Peta bertajuk 'Sumatra Ein Grosse Insel / So Von Den alten Geographen Taprobana' karya Sebastian Munster yang terbit pada abad ke-16. (Public Domain)
 
Sampai hari ini warga Sumatra memiliki sebutan yang memuliakan untuk gajah. Beberapa nama panggilan akrab seperti Mbah, Mbah Gede, Liman di Lampung; atau Datuk Gedang di Riau.
 
Tampaknya, kita perlu kembali berpikir soal kewargaan ekologis bagi gajah. Kewargaan ekologis merupakan gagasan-gagasan tentang etika dan moral kita sebagai warga negara yang bertanggung jawab terhadap lingkungan.
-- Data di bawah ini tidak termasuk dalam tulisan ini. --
PR #295, opened 2026-09-11
Blank the expander's NVS while replicating instead of copying the core's

### LINKED ISSUE #254: p0.flash() silently replaces the expander's NVS with a copy of the core's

Menjadi warga ekologis berarti memahami cara kita terikat dengan semua aspek lingkungan, termasuk manusia, hewan, dan tumbuhan.
 
Perihal kewargaan ekologis, kita patut belajar kepada masyarakat-masyarakat adat di Indonesia yang masih meyakini satwa sebagai bagian aspek penting dalam kehidupan mereka.
 
Kita pun selayaknya menempatkan gajah dan semua spesies satwa dalam ekosistemnya sebagai warga negara. Kita dan mereka bertanggung jawab atas harmoni kehidupan di Bumi.